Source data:

....

PR #2299, opened 2021-09-07
[Core] fix access modifiers for valuenode classes

rodolforg:
For unknown reason, some *_vfunc() methods were made public
instead of protected, and something like that.

This PR does some cleanup too, as it uniforms class member order in headers:
- first, private variables
- public typedefs for Handle and ConstHandle
- public creators and destructors
- public (and essential) operator()
- public metadada methods (get_name, get_local_name, check_type)
- protected methods: create_new, *_vefunc, etc.

### DIFF
--- a/synfig-core/src/synfig/valuenodes/valuenode_atan2.h
+++ b/synfig-core/src/synfig/valuenodes/valuenode_atan2.h
@@ -51,7 +51,7 @@ public:
 	typedef etl::handle<ValueNode_Atan2> Handle;
 	typedef etl::handle<const ValueNode_Atan2> ConstHandle;
 
-	static ValueNode_Atan2* create(const ValueBase &value=ValueBase());
+	static ValueNode_Atan2* create(const ValueBase& value=ValueBase(), etl::loose_handle<Canvas> canvas=nullptr);
 	virtual ~ValueNode_Atan2();
 
 	virtual String get_name() const override;
--- a/synfig-core/src/synfig/valuenodes/valuenode_atan2.h
+++ b/synfig-core/src/synfig/valuenodes/valuenode_atan2.h
@@ -48,31 +48,25 @@ class ValueNode_Atan2 : public LinkableValueNode
 	ValueNode_Atan2(const ValueBase &value);
 
 public:
-
 	typedef etl::handle<ValueNode_Atan2> Handle;
 	typedef etl::handle<const ValueNode_Atan2> ConstHandle;
 
-
-	virtual ValueBase operator()(Time t)const;
-
+	static ValueNode_Atan2* create(const ValueBase &value=ValueBase());
 	virtual ~ValueNode_Atan2();
 
-	virtual String get_name()const;
-	virtual String get_local_name()const;
+	virtual String get_name() const override;
+	virtual String get_local_name() const override;
+	static bool check_type(Type &type);
 
-	virtual ValueNode::LooseHandle get_link_vfunc(int i)const;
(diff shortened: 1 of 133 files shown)


rodolforg:
@ice0  what do you think?
If you agree, I'll continue with all other valuenodes.

rodolforg:
Maybe it would be a good time to change `operator()(Time t)` to `operator()(const Time& t)` but I'm unsure if we should do it (thread concurrence and stuff like that).

synfig-core/src/synfig/valuenodes/valuenode_atan2.h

....

Exercise requirements: Give the number of lines in the data that contain the string "operator" and nothing more.

Reply to the task: 3